### REQUIREMENT
When you repeat the listing, keep every character as it is.

### INPUT FOR THIS TASK
╔══

Issue #1271, opened 2017-10-14
camsoda plugin 


ls117:
### Checklist

- [ ] This is a bug report.
- [ ] This is a feature request.
- [x] This is a plugin (improvement) request.
- [x] I have read the contribution guidelines.

Unable to validate JSON: Key 'app' not found in {'message': 'Access Denied', 'status': 0}
as of 5PM the plugin no longer works as it once did. i can only record in free chat. Seems like camsoda changed something. I saw someone else had a similar issue with twitch back in february.

edit
error: Unable to parse JSON: Expecting value: line 1 column 1 (char 0) ()

now i get this when im logged in, so it seems they made a change forcing you to actually be logged in, which isnt the problem at all, its just an interesting change. but im hoping someone more experienced with this stuff can help figure it out. i think thats the issue with streamlink now, it doesnt log in as an actual user so you cant view/record anything in a gold show or private.

...

### Reproduction steps / Explicit stream URLs to test

https://www.camsoda.com/prettyangeleyez

### Environment details

Operating system and version:  windows 8.1
Streamlink and Python version:  0.8.1

...

### Comments, logs, screenshots, etc.

...

[Love Streamlink? Please consider supporting our collective. Thanks!](https://opencollective.com/streamlink/donate)

ls117:
it may just be the site, other models in private or ticket shows are also not loading at all, on pc or my phone, and thats if i turn off wifi too. So i know its not an ip ban. i may just be panicking for nothing.

ls117:
error: Unable to parse JSON: Expecting value: line 1 column 1 (char 0) ()

now i get this when im logged in, so it seems they made a change forcing you to actually be logged in, which isnt the problem at all, its just an interesting change. but im hoping someone more experienced with this stuff can help figure it out.

ls117:
url snooper still works, so its technically possible to build a working link that i can save on my own, with rtmpdump. using streamlink/xstreamloader is far more convenient however, and when you're paying for something that you can't quite save, its best to be able to record with one click, as opposed to typing the path.

ls117:
*since you wanted the issue isolated to one thread i deleted this comment from the most recent thread, and im posting it here*

[...]

PR #1334, opened 2017-11-18
[camsoda] Fixed broken plugin

back-to:
- only free public streams are supported
- use "privacy.resistFingerprinting" useragent for FireFox
- removed html tests, regex only tests are enough

Fixed streamlink/streamlink#1271

### DIFF
--- a/src/streamlink/plugin/api/useragents.py
+++ b/src/streamlink/plugin/api/useragents.py
@@ -19,6 +19,6 @@ SAFARI_8 = ("Mozilla/5.0 (Macintosh; Intel Mac OS X 10_10_4) "
             "AppleWebKit/600.7.12 (KHTML, like Gecko) Version/8.0.7 Safari/600.7.12")
 SAFARI_7 = ("Mozilla/5.0 (Macintosh; Intel Mac OS X 10_9_3) "
             "AppleWebKit/537.75.14 (KHTML, like Gecko) Version/7.0.3 Safari/7046A194A")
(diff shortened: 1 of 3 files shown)


src/streamlink/plugin/api/useragents.py
```diff
@@ -19,6 +19,6 @@
             "AppleWebKit/600.7.12 (KHTML, like Gecko) Version/8.0.7 Safari/600.7.12")
 SAFARI_7 = ("Mozilla/5.0 (Macintosh; Intel Mac OS X 10_9_3) "
             "AppleWebKit/537.75.14 (KHTML, like Gecko) Version/7.0.3 Safari/7046A194A")
-FIREFOX = "Mozilla/5.0 (Windows NT 10.0; WOW64; rv:50.0) Gecko/20100101 Firefox/50.0"
+FIREFOX = "Mozilla/5.0 (Windows NT 6.1; Win64; x64; rv:52.0) Gecko/20100101 Firefox/52.0"
```
gravyboat: Are we going to have any issues swapping this over? I can't think of anything and all the tests pass, but it would be worth a sanity check.

back-to: it shouldn't be an issue,

it's just an update for a still used User-Agent with Firefox
`privacy.resistFingerprinting` in Firefox57 will change the User-Agent to this

beardypig: Looks perfectly reasonable to me 😎

gravyboat:
Thanks @back-to!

╚══

### EXERCISE OUTPUT
Issue #1271, opened 2017-10-14
camsoda plugin 


ls117:
### Checklist

- [ ] This is a bug report.
- [ ] This is a feature request.
- [x] This is a plugin (improvement) request.
- [x] I have read the contribution guidelines.

Unable to validate JSON: Key 'app' not found in {'message': 'Access Denied', 'status': 0}
as of 5PM the plugin no longer works as it once did. i can only record in free chat. Seems like camsoda changed something. I saw someone else had a similar issue with twitch back in february.

edit
error: Unable to parse JSON: Expecting value: line 1 column 1 (char 0) ()

now i get this when im logged in, so it seems they made a change forcing you to actually be logged in, which isnt the problem at all, its just an interesting change. but im hoping someone more experienced with this stuff can help figure it out. i think thats the issue with streamlink now, it doesnt log in as an actual user so you cant view/record anything in a gold show or private.

...

### Reproduction steps / Explicit stream URLs to test

https://www.camsoda.com/prettyangeleyez

### Environment details

Operating system and version:  windows 8.1
Streamlink and Python version:  0.8.1

...

### Comments, logs, screenshots, etc.

...

[Love Streamlink? Please consider supporting our collective. Thanks!](https://opencollective.com/streamlink/donate)

ls117:
it may just be the site, other models in private or ticket shows are also not loading at all, on pc or my phone, and thats if i turn off wifi too. So i know its not an ip ban. i may just be panicking for nothing.

ls117:
error: Unable to parse JSON: Expecting value: line 1 column 1 (char 0) ()

now i get this when im logged in, so it seems they made a change forcing you to actually be logged in, which isnt the problem at all, its just an interesting change. but im hoping someone more experienced with this stuff can help figure it out.

ls117:
url snooper still works, so its technically possible to build a working link that i can save on my own, with rtmpdump. using streamlink/xstreamloader is far more convenient however, and when you're paying for something that you can't quite save, its best to be able to record with one click, as opposed to typing the path.

ls117:
*since you wanted the issue isolated to one thread i deleted this comment from the most recent thread, and im posting it here*

[...]

PR #1334, opened 2017-11-18
[camsoda] Fixed broken plugin

back-to:
- only free public streams are supported
- use "privacy.resistFingerprinting" useragent for FireFox
- removed html tests, regex only tests are enough

Fixed streamlink/streamlink#1271

### DIFF
--- a/src/streamlink/plugin/api/useragents.py
+++ b/src/streamlink/plugin/api/useragents.py
@@ -19,6 +19,6 @@ SAFARI_8 = ("Mozilla/5.0 (Macintosh; Intel Mac OS X 10_10_4) "
             "AppleWebKit/600.7.12 (KHTML, like Gecko) Version/8.0.7 Safari/600.7.12")
 SAFARI_7 = ("Mozilla/5.0 (Macintosh; Intel Mac OS X 10_9_3) "
             "AppleWebKit/537.75.14 (KHTML, like Gecko) Version/7.0.3 Safari/7046A194A")
(diff shortened: 1 of 3 files shown)


src/streamlink/plugin/api/useragents.py
```diff
@@ -19,6 +19,6 @@
             "AppleWebKit/600.7.12 (KHTML, like Gecko) Version/8.0.7 Safari/600.7.12")
 SAFARI_7 = ("Mozilla/5.0 (Macintosh; Intel Mac OS X 10_9_3) "
             "AppleWebKit/537.75.14 (KHTML, like Gecko) Version/7.0.3 Safari/7046A194A")
-FIREFOX = "Mozilla/5.0 (Windows NT 10.0; WOW64; rv:50.0) Gecko/20100101 Firefox/50.0"
+FIREFOX = "Mozilla/5.0 (Windows NT 6.1; Win64; x64; rv:52.0) Gecko/20100101 Firefox/52.0"
```
gravyboat: Are we going to have any issues swapping this over? I can't think of anything and all the tests pass, but it would be worth a sanity check.

back-to: it shouldn't be an issue,

it's just an update for a still used User-Agent with Firefox
`privacy.resistFingerprinting` in Firefox57 will change the User-Agent to this

beardypig: Looks perfectly reasonable to me 😎

gravyboat:
Thanks @back-to!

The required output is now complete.